We woke up to a slow, cold February rain. In Wisconsin, rain in February is invariably accompanied by sleet-driving winds and icy driveways. I woke up expecting sun, or snow, or at worst, a gray wind. Rain wasn't in my plans. Nor my childrens...magically, they awake to every day as if it were a surprise to be discovered. No plans to be lived up to, or destroyed.
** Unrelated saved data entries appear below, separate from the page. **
Issue #1343, opened 2018-12-05
Allow Regex and Array in request mapping decorator


abouroubi:
## I'm submitting a...

<pre><code>
[ ] Regression 
[ ] Bug report
[X ] Feature request
[ ] Documentation issue or request
[ ] Support request => Please do not submit support request here, instead post your question on Stack Overflow.
</code></pre>

## Current behavior
When we decorate a controller function with the Post, Get, ... decorators, the param must be a string, but as the documentation of Express JS (https://expressjs.com/en/4x/api.html#path-examples) we can use Regex or array of strings, to match with multiple paths.

Is it possible to change it to allow this two types ?

## Expected behavior
The possibility to use regex and arrays as params of a request mapping decorator.

## What is the motivation / use case for changing the behavior?

Adding aliases for a route, for example for backward compatibility.

## Environment

Nest version: 5.4.1

 
For Tooling issues:
- Node version: XX  
- Platform:  

Others:

</code></pre>

abouroubi:
I checked the fastify documentation, and it seems like they don't support the array version out of the box, so if we want to support this in NestJS, we will need to find a workaround for providers other than express.

elyesbenabdelkader:
Also I think fastify, unlike express, does not support RegExp objects.

marcus-sa:
Each server adapter should just validate whether or not regex etc is a valid option go use.

kamilmysliwiec:
PR merged and published as 5.7.0

JohannesHoppe:
I would argue that this issue is only half done. Yes, now you can use an array of strings, but the OP  also asked for a regex.

That would be very important for me so that we can migrate from an existing express.js solution.

PR #1385, opened 2018-12-19
feature(core): allow Array in request mapping decorator

elyesbenabdelkader:
This feature was requested in the issue #1343. When routing, besides using a single string, you can
now use an array of strings in the Post, Get, ... decorators.

## PR Checklist

## PR Type

```
[ ] Bugfix
[X] Feature
[ ] Build related changes
[ ] CI related changes
[ ] Other... Please describe:
```

Issue Number: #1343

## What is the new behavior?
When routing, besides using a single string, you can now use an array of strings in the Post, Get, ... decorators.

```
[ ] Yes
[X] No
```

## Other information

### DIFF
--- a/packages/core/router/router-explorer.ts
+++ b/packages/core/router/router-explorer.ts
@@ -3,7 +3,7 @@ import { RequestMethod } from '@nestjs/common/enums/request-method.enum';
 import { Controller } from '@nestjs/common/interfaces/controllers/controller.interface';
 import { Type } from '@nestjs/common/interfaces/type.interface';
 import { Logger } from '@nestjs/common/services/logger.service';
-import { isUndefined, validatePath } from '@nestjs/common/utils/shared.utils';
+import { isString, isUndefined, validatePath } from '@nestjs/common/utils/shared.utils';
 import { ApplicationConfig } from '../application-config';
 import { UnknownRequestMappingException } from '../errors/exceptions/unknown-request-mapping.exception';
 import { GuardsConsumer } from '../guards/guards-consumer';
@@ -22,7 +22,7 @@ import { RouterExecutionContext } from './router-execution-context';
 import { RouterProxy, RouterProxyCallback } from './router-proxy';
 
 export interface RoutePathProperties {
-  path: string;
+  path: string[];
   requestMethod: RequestMethod;
   targetCallback: RouterProxyCallback;
   methodName: string;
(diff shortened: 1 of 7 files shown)


packages/core/router/router-explorer.ts
```diff
@@ -89,12 +90,25 @@ export class RouterExplorer {
...
-    >(instance, instancePrototype, method =>
-      this.exploreMethodMetadata(instance, instancePrototype, method),
+    const scannedPaths = this.metadataScanner.scanFromPrototype<Controller, RoutePathProperties>(
+      instance,
+      instancePrototype,
+      method => this.exploreMethodMetadata(instance, instancePrototype, method),
     );
+    const paths = [];
+    scannedPaths.forEach(p => {
+      while (p.pathAlternatives.length) {
```
kamilmysliwiec: Cannot we add simple flattening logic (flatMap)? For example, using `.reduce()` method with a pure function passed as a callback which returns flatten array?

kamilmysliwiec:
Thanks @elyesbenabdelkader for your PR. I left one small comment 🙂

packages/core/router/router-explorer.ts
```diff
@@ -111,8 +125,21 @@ export class RouterExplorer {
...
+    if (Array.isArray(routePath)) {
+      if (routePath.length === 0) {
+        return null;
+      }
+      pathAlternatives = routePath.map(p => this.validateRoutePath(p));
+      path = pathAlternatives[0];
+      pathAlternatives = pathAlternatives.slice(1);
+    } else {
+      path = this.validateRoutePath(routePath);
+    }
```
kamilmysliwiec: We should treat `path` as an array by default - in the worst case, it would contain a single element. Hence, we wouldn't have to hold two variables (and consequently, pass them as parameters to another method).

packages/core/router/router-explorer.ts
```diff
@@ -23,6 +23,7 @@ import { RouterProxy, RouterProxyCallback } from './router-proxy';
 
 export interface RoutePathProperties {
   path: string;
+  pathAlternatives: string[];
```
kamilmysliwiec: Is it required? See below.

elyesbenabdelkader:
Treating path as an array would introduce a lot of changes all over the packages. That's why I tried to preserve the same RoutePathProperties structure and simply use pathAlternatives as a mean to do so. Hence when you call scanForPaths you get an array of RoutePathProperties where path is a string (the default expected behavior).

kamilmysliwiec:
I fully understand. However, I believe that it would be worth from the code quality perspective to merge these parameters anyway (even if it requires more code changes).

kamilmysliwiec:
LGTM. Thanks!

PR #1481, opened 2019-01-29
refactor(sample/11) change sample to reflect real world usage + typed…

LukvonStrom:
… responses

## PR Checklist

## PR Type

```
[ ] Bugfix
[x] Feature
[ ] Build related changes
[ ] CI related changes
[ ] Other... Please describe:
```

Currently there is no example for swagger + Typed Responses (Response Models)

## What is the new behavior?
It introduces the correct example.

```
[ ] Yes
[x] No
```

## Other information

### DIFF
--- a/sample/11-swagger/src/cats/cats.service.ts
+++ b/sample/11-swagger/src/cats/cats.service.ts
@@ -8,16 +8,10 @@ export class CatsService {
 
   create(cat: CreateCatDto): Cat {
     this.cats.push(cat);
-    return {
-      id: (this.cats.length - 1),
-      ...cat,
-    };
+    return cat;
   }
 
   findOne(id: number): Cat {
-    return {
-      id,
-      ...this.cats[id],
-    };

Raindrops on the windows, freezing before they ran the length of the pane. A new experience for the youngest of the three girls. She was in a state of awe, tracing their tracks down the windowpanes and gleefully waking her sisters at first light to share the bliss of a rainstorm in February.


Cancer is my rain in February. Unexpected, it raises the stakes. I feel as though I am thoroughly entrenched in my adult mindset, looking out on a dreary day with fatigue and hopelessness and disappointment. Cancer is a ride down a path I didn't see coming, a fork in the road that I would rather not take. To my children, it is an endless myriad of discovery as we explore the depths of God's grace and plumb the well of His eternal kindness. I looked at the rain today with fresh eyes, and cancer with it. An allegory is so much easier to grasp than real life.